IPN is aware that the sole collection of data without additional explorative analysis does not generate any benefit. Yet, we often meet companies that accumulate huge amounts of data but lacking the means to process or even quality assure it. In most cases it is a lack of resources and tools what keeps them from performing any benefit gaining tasks with the data. The data is lying idle without anyone being able to utilise it and lift the treasures buried in them.
To prevent our customers from this dilemma we have tested several different process models for the tasks of data collection, pre-processing and modelling. The “Cross Industry Standard Process for Data Mining” (CRISP DM) proofed to be the most effective process model available.
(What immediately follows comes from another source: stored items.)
PR #3046, opened 2026-05-19
fix(team): codex pane-readiness default timeout 30s → 90s

antfleet-ops:
## Summary

Codex CLI cold-boot inside an Intel/Rosetta tmux pane reproducibly exceeds the 30s waitForPaneReady budget (observed on Apple Silicon hosts with Intel Homebrew tmux). When that happens, omc team N:codex silently strands the task in phase=planning (v2 returns startupAssigned: false, startupFailureReason: 'worker_pane_not_ready') — the worker pane is alive at the codex prompt, but no task gets injected and no error surfaces.

This adds WaitForPaneReadyOptions.agentType. Codex defaults to 90s; claude/gemini keep 30s. OMC_SHELL_READY_TIMEOUT_MS env still overrides. Both spawn sites (runtime.ts and runtime-v2.ts) pass the agent type through.

## Repro

omc team 1:codex "do a trivial task" on the affected host leaves phase=planning with tasks=1 pending=1. After this change, phase moves to executing within seconds.

## Test plan

- [ ] vitest src/team/__tests__/tmux-session.test.ts — new source-grep assertions
- [ ] Manual: omc team 1:codex "echo hi" without OMC_SHELL_READY_TIMEOUT_MS set; phase=executing within 60s
- [ ] Manual: omc team 1:claude "echo hi" — claude timeout unchanged (30s)

Could not run npm install / vitest locally (sandbox blocked lifecycle scripts on external repo). CI should verify.

🤖 Generated with [Claude Code](https://claude.com/claude-code)

Issue #2135, opened 2026-04-03
Bug: `omc team` tmux worker panes collapse to 1 column in npm runtime (`bridge/cli.cjs`)


emreozenses:
Hi, we found a reproducible geometry bug in the active npm runtime path of OMC team mode on macOS + tmux.

Environment:
- macOS
- tmux
- npm/global install of `oh-my-claude-sisyphus`
- team mode via `omc team ...`

Symptom:
`omc team` starts, but worker panes collapse to 1-column width, which makes prompts unreadable and causes `waitForPaneReady` to time out.

Observed before local hotfix:
- window: `80x24`
- leader pane: about `78x24`
- worker panes: `1x24` / `1x8` / `1x7`
- `waitForPaneReady` timed out repeatedly

Important finding:
This is not a raw tmux bug on our machine.
A detached raw tmux test works correctly:
- `new-session -d -x 200 -y 50`
- `split-window -h -l 50%`
Result:
- window: `200x50`
- panes: about `99x50` and `100x50`

Root cause we identified:
The active execution path is not the cached plugin copy, but the npm runtime file:
`~/.nvm/versions/node/v22.22.0/lib/node_modules/oh-my-claude-sisyphus/bridge/cli.cjs`

In that file, the team session creation path is missing geometry controls:
1. `new-session` is missing `-x 200 -y 50`
2. `split-window` is missing `-l 50%`

Because of that, the session starts with default `80x24` geometry and worker panes collapse.

Local hotfix that solved geometry for us:
1. Add `-x 200 -y 50` to the `new-session` call
2. Add `-l 50%` to the `split-window` call

After local hotfix:
- window became `200x50`
- leader pane became `80x50`
- worker pane became `119x50`
- `waitForPaneReady` timeout disappeared

So the geometry issue appears fixed by those 2 changes in `bridge/cli.cjs`.

Suggested upstream fix:
In the active npm runtime file `bridge/cli.cjs`, update the team session creation path to:
- create detached tmux sessions with explicit geometry
- create worker splits with explicit width percentage

Optional follow-up:
Mixed worker geometry is now correct for us, but we still need to validate worker count / state cleanup separately. That appears to be a different issue, not the geometry issue.

If helpful, I can provide:
- exact before/after pane size outputs
- local patch diff
- reproduction commands

Yeachan-Heo:
[...]

Issue #1158, opened 2026-03-01
bug(omc-teams): leader pane breaks during fast worker spawn/kill cycles (layout thrashing)


Yeachan-Heo:
## Summary

When running `/omc-teams` with quick-completing tasks (e.g. smoke tests), the leader pane (Claude Code's own tmux pane) becomes corrupted or unresponsive. The TUI display breaks, rendering the session unusable. This is **not** caused by the leader pane being killed — all kill guards are correct — but by **rapid tmux layout changes** that trigger cascading terminal resize events.

## Environment

- Platform: Linux (also likely affects macOS)
- tmux: any version
- Trigger: `/omc-teams N:claude "simple task"` where tasks complete quickly

## Reproduction Steps

1. Start Claude Code inside a tmux session
2. Run `/omc-teams 2:claude "echo hello world"` (or any trivially fast task)
3. Observe the leader pane's display becoming corrupted/broken after workers spawn and then quickly shut down

### 1. Aggressive `select-layout main-vertical` calls cause resize thrashing

Three call sites reshape the user's entire tmux window, each triggering a SIGWINCH on the leader pane:

- **`src/team/tmux-session.ts:388`** — inside `createTeamSession`, after creating worker panes
- **`src/team/tmux-session.ts:402`** — inside `createTeamSession`, after setting leader pane width
- **`src/team/runtime.ts:682`** — inside `spawnWorkerForTask`, after every individual worker pane creation

For a 2-worker team, the sequence is:
```
spawnWorkerForTask(worker-1):
  split-window -h          → SIGWINCH on leader
  select-layout main-vert  → SIGWINCH on leader

spawnWorkerForTask(worker-2):
  split-window -v          → SIGWINCH on leader
  select-layout main-vert  → SIGWINCH on leader
```

That's 4 resize events in rapid succession during startup alone. The watchdog then kills completed workers one at a time (`killWorkerPane`), each `kill-pane` causing another resize as tmux rebalances the remaining panes. For fast-completing smoke tests, the full cycle (spawn → layout → kill → layout) can complete in seconds, maximizing the thrash.

### 2. No layout restoration after cleanup

[...]

Issue #3789, opened 2026-08-22
omc team: cursor workers can never pass readiness — its prompt glyph is U+2192 "→", which paneLineLooksLikeIdlePrompt does not match


iyoda:
## Summary

`paneLineLooksLikeIdlePrompt()` recognizes `›` (U+203A), `>` (U+003E) and `❯` (U+276F) as idle-prompt glyphs. Cursor CLI draws its input prompt with `→` (U+2192), which is not in that character class, so `paneLooksReady()` returns `false` for a perfectly healthy, fully booted cursor worker pane. `waitForStartupPaneReady()` then times out after 30s and the worker is killed.

This is currently masked by #3788, which kills cursor workers before they ever reach readiness detection (`HOME` missing from the provider environment). Once that is fixed, this becomes the next blocker — and #3790 sits behind it, so all three need fixing before `omc team N:cursor` works.

## Environment

- `oh-my-claude-sisyphus` 4.15.10 (dev branch, commit `638cf20f`)
- macOS Darwin 25.6.0, zsh, tmux 3.7c
- cursor-agent 2026.08.11-e8db854

## Reproduction

Start `cursor-agent` the way the team runtime does — through the `/bin/sh` supervisor wrapper, `stdio: 'inherit'`, `detached: true`, in a 39-column tmux pane, with the provider allow-list environment **plus `HOME`** (i.e. simulating the fix for the other issue). Cursor boots correctly:

```
  Cursor Agent
  v2026.08.11-e8db854
  Tip: Use /mcp to connect Cursor to
  your tools and data sources.

  → Plan, search, build anything

  Cursor Grok 4.6 High    Auto-review
  ~/Projects/github/oh-my-claudecode ·
  dev · #3749
```

Running the actual predicate from `src/team/tmux-session.ts:1654` against that captured pane:

```
lines (non-empty): 17
matched idle-prompt lines: (none)
paneLooksReady equivalent: false
lines starting with →: ["  → Plan, search, build anything"]
```

## Root cause

`src/team/tmux-session.ts:1649-1655`:

```ts
function paneLineLooksLikeIdlePrompt(line: string): boolean {
  return /^\s*(?:[│┃║▌▐▏▕╎┆┊]\s*)?[›>❯]\s*/u.test(line);
}
```

| glyph | codepoint | in character class |
| --- | --- | --- |
| `→` (cursor) | U+2192 | **no** |
| `›` | U+203A | yes |
[...]

PR #3796, opened 2026-08-22
fix(team): settle pane geometry before worker CLIs boot (#3790)

### LINKED ISSUE #3790: omc team: TUI CLI workers (codex, cursor) always fail readiness — applyMainVerticalLayout collapses the worker pane to 1 column after the provider has already started
## Summary

`omc team N:codex` fails on every run. The worker CLI boots fine, but it reads a **1-column** PTY size, lays its whole TUI out for that width, and never re-renders — so `paneLooksReady()` stays `false` for 30s and the worker is SIGKILLed with `worker_notify_failed:readiness_timeout`.

Two things combine:

1. `applyMainVerticalLayout()` applies `select-layout main-vertical` **before** it sets `main-pane-width`. Since `main-pane-width` is still tmux's default (80) at that moment and the window is 80 columns wide, the first `select-layout` deterministically produces `78 + separator + 1` — the worker pane is 1 column for the duration of two more tmux round-trips.
2. That call happens **after** the provider has been spawned (`runtime-v2.ts:1061`), and the provider is spawned `detached: true`, so it is not in the pane's foreground process group and never receives the `SIGWINCH` that would let it re-render when the pane goes back to 39 columns.

This is **not** a race — it reproduces on every run (5/5 here).

## Environment

- `oh-my-claude-sisyphus` 4.15.10 (dev branch, commit `638cf20f`)
- macOS Darwin 25.6.0 (Apple Silicon), zsh
- tmux 3.7c, classic tmux surface, 80x24 window
- codex-cli 0.149.0 (native binary), cursor-agent 2026.08.11-e8db854

Reproduced with `codex`. `cursor` is blocked earlier by #3788 and #3789, but it fails the same way here once those are worked around: started in a 1-column pane and then resized, a detached cursor-agent stays garbled exactly like codex. This is a provider-independent problem with any TUI worker.

## Steps to reproduce

```bash
omc team 1:codex:executor "Print the current git branch name. Do NOT modify any files."
```

## Actual behavior

The CLI reports success:

```
Team started: print-the-current-git-branch-n
tmux session: omc-team-print-the-current-git-branch-n-...
workers: 1
agent_type: codex
tasks: total=1 pending=1 in_progress=0 completed=0 failed=0
```

but 30 seconds later the worker is dead. `events.jsonl`:

```
startup_manual_intervention_required:worker-1:worker_notify_failed:readiness_timeout
```

`provider-started.json.terminal`:

```json
{ "kind": "worker_launch_provider_terminal", "provider": "codex",
  "outcome": "exit", "exit_code": null, "signal": "SIGKILL", "pid": 10366 }
```

5 runs, 5 identical failures.

### The worker pane renders one character per line

Capturing the worker pane during the readiness window, while `#{pane_width}` reports **39**:

```
lines (non-empty): 59
paneIsBootstrapping: false
paneHasActiveTask:   false
matched idle-prompt lines: (none)
=> paneLooksReady:   false
longest line: 1 character
share of single-character lines: 100%
```

Visually, prose wraps at one character per line while an unbreakable URL still wraps at ~37 — i.e. the terminal really is 39 columns wide, but codex laid itself out for ~1.

### The 1-column window, captured

Sampling at 0.4s misses it. A tight loop logging only geometry changes catches it every time:

```
%2:40 %3:39:zsh    <- split-window -h, even 50/50
%2:40 %3:39:node   <- worker launcher starts
%2:78 %3:1:node    <- worker pane collapses to 1 column
%2:40 %3:39:node   <- back to 39
```

### Why the first select-layout produces 1 column

`startTeamV2()` creates the session with **zero** workers (`runtime-v2.ts:3222`):

```ts
session = await createTeamSession(sanitized, 0, leaderCwd, { ... });
```

and `createTeamSession()` returns early for `workerCount <= 0` (`tmux-session.ts:1251`), so neither the split nor `applyMainVerticalLayout()` runs there. **`main-pane-width` is therefore never set and remains tmux's default of 80.**

The 40/39 seen before the collapse comes from `split-window -h` (an even split), not from a previous layout pass.

`src/team/tmux-session.ts:60-79`:

```ts
export async function applyMainVerticalLayout(teamTarget: string): Promise<void> {
  try {
    await tmuxExecAsync(['select-layout', '-t', teamTarget, 'main-vertical']);   // (1) main-pane-width is still 80
  } catch { }

  try {
    const widthResult = await tmuxCmdAsync(['display-message', '-p', '-t', teamTarget, '#{window_width}']);
    const width = parseInt(widthResult.stdout.trim(), 10);
    if (Number.isFinite(width) && width >= 40) {
      const half = String(Math.floor(width / 2));
      await tmuxExecAsync(['set-window-option', '-t', teamTarget, 'main-pane-width', half]);  // (2)
      await tmuxExecAsync(['select-layout', '-t', teamTarget, 'main-vertical']);              // (3)
    }
  } catch { }
}
```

In the CRISP model, ‘Data Understanding’ represents the second phase directly after ‘Business Understanding’. The phase ‘Data Understanding’ starts with the initial data collection leading to activities that enable our customers to familiarise with the data, to identify data quality issues, to gain first insights from the data and to identify interesting data subsets to develop first hypothesis about the information contained in the data. Accordingly, we attached importance to an efficient representation of the CRISP DM process in our platform modules and workflows.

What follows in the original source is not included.